**WHAT YOU NEED TO DO**
In the entries that follow, the line with "### LINKED ISSUE" opens the range and the line with "## Naming and constraints" closes it; repeat that range exactly, both lines included.

Data excerpts:
PR #1824, opened 2026-05-05
Add actor properties: project-level key-value pairs settable on app users and public links

### LINKED ISSUE #1868: Backend — register, list, and assign project-level user properties for app users and public access links
Add backend support for defining user properties at the project level and assigning values to App Users and Public Access Links.

### Project-level user properties
- Migration to add storage for project user properties
- `POST /projects/:id/user-properties` — register a new property name for a project
- `GET /projects/:id/user-properties` — list all property names for a project

### Values on App Users and Public Access Links
- Storage for per-actor property values
- `PATCH /projects/:id/app-users/:id` — set or unset property values on an App User
- Equivalent endpoint for Public Access Links — set or unset property values
- Return assigned values when reading App User / Public Access Link records

## Naming and constraints
- Property names follow the same restrictions as dataset property names
- Property names cannot be `displayName`
- Values are free text
- Called "user properties" in code (frontend copy may differ — TBD)

## Out of scope
- Deleting user properties (future)
- Applying filters to entity downloads (Phase 2)
- Audit logging (tracked as a separate Phase 1 issue)
- User properties on Web users

ktuite:
Closes getodk/central#1868

Adds support for project-level "actor properties" — named key-value pairs that can be defined on a project and then set on individual app users and public links. These are intended for use by clients to attach metadata (e.g. region, worker ID) to actors for later filtering or reporting.

## New endpoints

**Actor property definitions** (project-scoped):
- `POST /projects/:id/actor-properties` — define a new property name for a project
- `GET /projects/:id/actor-properties` — list all defined property names for a project
- `GET /projects/:id/actor-properties` with `X-Extended-Metadata` returns each property with a `values` array of distinct values currently in use across all actors (empty array if none set).

**App users:**
- `GET /projects/:projectId/app-users/:id` — fetch a single app user (respects `X-Extended-Metadata`)
- `PATCH /projects/:projectId/app-users/:id` — set/unset property values on an app user

**Public links:**
- `GET /projects/:projectId/forms/:xmlFormId/public-links/:id` — fetch a single public link (respects `X-Extended-Metadata`)
- `PATCH /projects/:projectId/forms/:xmlFormId/public-links/:id` — set/unset property values on a public link

## Behavior

- Property names must be pre-defined on the project before values can be set on actors.
- The `PATCH` body accepts `{ properties: { name: "value" | null } }`. Passing `null` unsets the property. String values are trimmed; empty strings are treated as `null`.
- Properties are returned in extended metadata responses as a `properties` object (or `null` if no values are set).
- Both app users and public links share the same underlying `actor_properties` / `actor_property_values` tables.

Integration tests for all new endpoints: setting/unsetting properties, partial unset, 403/404
cases, and extended metadata responses (including `null` when no values are set). Tests cover
both app users and public links.

Property names are defined at the project level and shared across app users and public links to
avoid duplicating name management per actor type. Values are in a separate `actor_property_values`
table so unset properties leave no rows. `properties` is `null` in responses when nothing is set.

No existing endpoints changed, but the extended metadata list responses for app users and public
links now include a `properties` field (always `null` unless values have been set). There may be
a minor performance impact from the additional join on those list queries.

Yes — not included in this PR yet.

### DIFF
--- a/lib/model/migrations/20260505-01-add-project-user-properties.js
+++ b/lib/model/migrations/20260505-01-add-project-user-properties.js
@@ -1,0 +1,37 @@
+const up = async (db) => {
+  await db.raw(``);
+
+  // -- Registry of property names that can be assigned to actors, scoped per project.
+  await db.raw(`
+  CREATE TABLE actor_properties (
+    id integer NOT NULL PRIMARY KEY GENERATED ALWAYS AS IDENTITY,
+    "projectId" integer NOT NULL REFERENCES projects (id) ON DELETE CASCADE,
+    "name" text NOT NULL CHECK (length("name") > 0)
+  )`);
+
+  await db.raw(`CREATE UNIQUE INDEX ON actor_properties ("projectId", "name")`);
+
+  // -- Values of actor properties
+  await db.raw(`
+  CREATE TABLE actor_property_values (
+    id integer GENERATED ALWAYS AS IDENTITY,
+    "actorId" integer NOT NULL REFERENCES field_keys ("actorId") ON DELETE CASCADE,  -- FK to field_keys for now; can be widened to actors if needed.
+    "actorPropertyId" integer NOT NULL REFERENCES actor_properties (id) ON DELETE CASCADE,
+    "value" text NOT NULL CHECK (length("value") > 0)
+  )`);
+
+  // -- Each actor can only have one value per property. Multivalued properties were intentionally avoided
+  // -- to keep filtering semantics simple (no conjunction/disjunction complexity).
+  // -- This index also serves as the index for the FK referent side (used when CASCADE-ing).
+  await db.raw(`CREATE UNIQUE INDEX ON actor_property_values ("actorId", "actorPropertyId")`);
+
+  // -- Index to support FK lookup on actorPropertyId (CASCADE deletes from actor_properties).
+  await db.raw(`CREATE INDEX ON actor_property_values ("actorPropertyId")`);
+};
+
+const down = async (db) => {
+  await db.raw('DROP TABLE actor_property_values CASCADE');
+  await db.raw('DROP TABLE actor_properties CASCADE');
+};
+
+module.exports = { up, down };
--- a/lib/model/migrations/20260505-01-add-project-user-properties.js
+++ b/lib/model/migrations/20260505-01-add-project-user-properties.js
@@ -1,5 +1,4 @@
 const up = async (db) => {
-  await db.raw(``);
 
   // -- Registry of property names that can be assigned to actors, scoped per project.
   await db.raw(`
--- a/lib/model/migrations/20260505-01-add-project-user-properties.js
+++ b/lib/model/migrations/20260505-01-add-project-user-properties.js
@@ -15,7 +15,7 @@ const up = async (db) => {
   await db.raw(`
   CREATE TABLE actor_property_values (
     id integer GENERATED ALWAYS AS IDENTITY,
-    "actorId" integer NOT NULL REFERENCES field_keys ("actorId") ON DELETE CASCADE,  -- FK to field_keys for now; can be widened to actors if needed.
+    "actorId" integer NOT NULL REFERENCES actors ("id") ON DELETE CASCADE,
     "actorPropertyId" integer NOT NULL REFERENCES actor_properties (id) ON DELETE CASCADE,
     "value" text NOT NULL CHECK (length("value") > 0)
   )`);
--- a/lib/model/query/actor-properties.js
+++ b/lib/model/query/actor-properties.js
@@ -2,7 +2,6 @@ const { sql } = require('slonik');
 const { map } = require('ramda');
 const { ActorProperty } = require('../frames');
 const { construct } = require('../../util/util');
-const { getOrNotFound } = require('../../util/promise');
 
 
 // Creates a new actor property name for a project.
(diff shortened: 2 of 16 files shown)


lib/resources/actor-properties.js
```diff
@@ -0,0 +1,30 @@
...
+      throw Problem.user.unexpectedValue({ field: 'name', value: name, reason: 'This is not a valid property name.' });
+
+    await ActorProperties.create(project.id, name);
+    return success;
+  }));
+
+  // List actor property names for a project.
+  service.get('/projects/:projectId/actor-properties', endpoint(async ({ ActorProperties, Projects }, { auth, params, queryOptions }) => {
+    const project = await Projects.getById(params.projectId).then(getOrNotFound);
+    await auth.canOrReject('project.read', project);
```
sadiqkhoja: this seems too liberal to me :) Data Collectors and Project Viewers also have `project.read` verb. I don't think they should be able to see actor properties and its values

lib/model/migrations/20260505-01-add-project-user-properties.js
```diff
@@ -0,0 +1,37 @@
+const up = async (db) => {
+  await db.raw(``);
```
sadiqkhoja: dead code

lib/resources/actor-properties.js
```diff
@@ -0,0 +1,30 @@
...
+    const { name } = body;
+    if (name == null || !validateActorPropertyName(name))
+      throw Problem.user.unexpectedValue({ field: 'name', value: name, reason: 'This is not a valid property name.' });
+
+    await ActorProperties.create(project.id, name);
+    return success;
+  }));
+
+  // List actor property names for a project.
+  service.get('/projects/:projectId/actor-properties', endpoint(async ({ ActorProperties, Projects }, { auth, params, queryOptions }) => {
```
sadiqkhoja, line 22: I think we should have another endpoint to return values of a single actor-property `GET /projects/:projectId/actor-properties/:name/values` (with /values or without - no strong opinions). What I'm imagining is that on the frontend we would have autocomplete dropdown that would require the list of values for a single property (maybe with the `startsWith` filter)

sadiqkhoja: This can be done in the subsequent PR as well

lib/resources/app-users.js
```diff
@@ -29,6 +31,13 @@ module.exports = (service, endpoint) => {
         return FieldKeys.create(fk, project);
       })));
 
+  service.get('/projects/:projectId/app-users/:id', endpoint(({ FieldKeys, Projects }, { auth, params, queryOptions }) =>
+    Projects.getById(params.projectId)
+      .then(getOrNotFound)
+      .then((project) => auth.canOrReject('field_key.delete', project))
```
sadiqkhoja:
```suggestion
      .then((project) => auth.canOrReject('field_key.list', project))
```

lib/resources/app-users.js
```diff
@@ -38,5 +47,20 @@ module.exports = (service, endpoint) => {
       .then((fk) => Actors.del(fk.actor))
       .then(success)));
 
+  // Set/unset actor property values on an app user.
+  // Body: { properties: { propName: "value" | null, ... } }
+  service.patch('/projects/:projectId/app-users/:id', endpoint(async ({ ActorProperties, FieldKeys, Projects }, { auth, params, body }) => {
```
sadiqkhoja, line 52: should we support updating `displayName`?

lib/resources/public-links.js
```diff
@@ -29,6 +31,28 @@ module.exports = (service, endpoint) => {
...
+  service.get('/projects/:projectId/forms/:xmlFormId/public-links/:id', endpoint(({ Forms, PublicLinks }, { auth, params, queryOptions }) =>
+    Forms.getByProjectAndXmlFormId(params.projectId, params.xmlFormId, Form.WithoutDef)
+      .then(getOrNotFound)
+      .then((form) => auth.canOrReject('public_link.read', form))
+      .then((form) => PublicLinks.getByFormAndActorId(form.id, params.id, queryOptions))
+      .then(getOrNotFound)));
+
+  // Set/unset actor property values on a public link.
+  // Body: { properties: { propName: "value" | null, ... } }
+  service.patch('/projects/:projectId/forms/:xmlFormId/public-links/:id', endpoint(async ({ ActorProperties, Forms, PublicLinks }, { auth, params, body }) => {
```
sadiqkhoja, line 43: should we support updating `displayName`?

lib/model/query/public-links.js
```diff
@@ -25,11 +25,16 @@ const create = (publicLink, form) => ({ Actors, Assignments, Sessions }) =>
 create.audit = (pl) => (log) => log('public_link.create', pl.actor, { data: pl });
 create.audit.withResult = true;
 
-const _get = extender(PublicLink, Actor, Frame.define('token', readable))(Actor.alias('created_by', 'createdBy'))((fields, extend, options) => sql`
+const _get = extender(PublicLink, Actor, Frame.define('token', readable))(Actor.alias('created_by', 'createdBy'), Frame.define('properties', readable))((fields, extend, options) => sql`
 select ${fields} from public_links
 join actors on public_links."actorId"=actors.id
 left outer join sessions on public_links."actorId"=sessions."actorId"
 ${extend|| sql`join actors as created_by on public_links."createdBy"=created_by.id`}
+${extend|| sql`left outer join
```
sadiqkhoja, line 33: I'd expect to get custom property even without `x-metadata-extended`, maybe it's just me. Let's ask Hélène about it

lib/model/query/actor-properties.js
```diff
@@ -0,0 +1,70 @@
...
+};
+
+// Sets or unsets multiple property values for an actor in a single operation.
+// properties is a plain object mapping property names to values (string or null),
+// as returned by extractActorProperties() in lib/data/actor-properties.js.
+const setValuesForActor = (projectId, actorId, properties) => async (container) => {
+  for (const [name, value] of Object.entries(properties)) {
+    // eslint-disable-next-line no-await-in-loop
+    await setValueForActor(projectId, actorId, name, value)(container);
+  }
```
sadiqkhoja: this can be terrible performance-wise if there are many properties.

test/integration/api/public-links.js
```diff
@@ -148,6 +148,150 @@ describe('api: /projects/:id/forms/:id/public-links', () => {
...
+        .expect(200)
+        .then(({ body }) => {
+          body.find((pl) => pl.id === pl1.id).properties.should.eql({ region: 'north' });
+          should(body.find((pl) => pl.id === pl2.id).properties).be.null();
+        });
+    }));
+  });
+
+  describe('/:id GET', () => {
+    it('should return 403 unless the user can delete', testService(async (service) => {
```
sadiqkhoja:
```suggestion
    it('should return 403 unless the user can read', testService(async (service) => {
```

lib/model/query/actor-properties.js
ktuite: True, but hopefully there are not many properties getting set at once.

I could definitely refactor this into a differently-shaped query. Some related questions:

1. This PR is letting properties be un-set by sending `{"propName": null}` so when that's seen, there needs to be a `DELETE` sql query for that property value. Does that all sound fine, unsetting via sending `null` and deleting the value from the table? With entities, we track all versions, but for these properties, I think it's ok to not keep old values around somewhere. 
 
2. If someone mentioned a property that doesn't exist, like `{"existingProp": "value", "nonexistantProp": "value"}` should they get an error? Should it be silently ignored? Should it _create_ the missing property as it assigns the value?

lib/model/query/public-links.js
ktuite: I think of extended metadata as being useful for fetching data from more complex joined queries. Also for having a way in the code to get the data from the base table(s). For these public links, we have code that gets a public link to get its actor (like for deleting a public link) and we really don't need the full creator info or properties.

lib/resources/actor-properties.js
ktuite: I did not pick good verbs here 😅 will go and fix.

lib/resources/app-users.js
ktuite: I noticed there's no existing way to update `displayName` and I don't know if that's intentional or not. We can ask. If it's not intentional to keep it uneditable then I think we should definitely let it be edited in this PATCH endpoint.

lib/resources/actor-properties.js
ktuite: This endpoint will return values if extended-metadata is requested (see below `ActorProperties.getAllForProjectWithValues(project.id)`) 

I imagine for a frontend auto-complete, it may want all the values for all the properties at once and we don't need to make a per-property endpoint?

lib/resources/actor-properties.js
ktuite: Do you think there should be a different verb that is tailored to these project settings/actor properties?

Like a `actor_properties.list`(admins, managers, viewers) and `actor_properties.update` (admins, managers) ?

sadiqkhoja: `actor_properties.<verb>` sounds good to me

lib/resources/actor-properties.js
sadiqkhoja: hmm I see values for all properties at once can work as well. But if there are many properties and many values then response size could be quite large. 

From implementation point of view I feel per-property endpoint would be easier to consume.

lib/model/query/actor-properties.js
sadiqkhoja: 1. I think it is fine. We don't really have actor_defs table to keep the history. If required we can layer it on later
2. Returning error (400 bad request) feels better option.

lib/resources/actor-properties.js
ktuite: Issue for single property endpoint: https://github.com/getodk/central/issues/1903

sadiqkhoja (approved):
Looks great 👍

**RESULT BELOW**
### LINKED ISSUE #1868: Backend — register, list, and assign project-level user properties for app users and public access links
Add backend support for defining user properties at the project level and assigning values to App Users and Public Access Links.

### Project-level user properties
- Migration to add storage for project user properties
- `POST /projects/:id/user-properties` — register a new property name for a project
- `GET /projects/:id/user-properties` — list all property names for a project

### Values on App Users and Public Access Links
- Storage for per-actor property values
- `PATCH /projects/:id/app-users/:id` — set or unset property values on an App User
- Equivalent endpoint for Public Access Links — set or unset property values
- Return assigned values when reading App User / Public Access Link records

## Naming and constraints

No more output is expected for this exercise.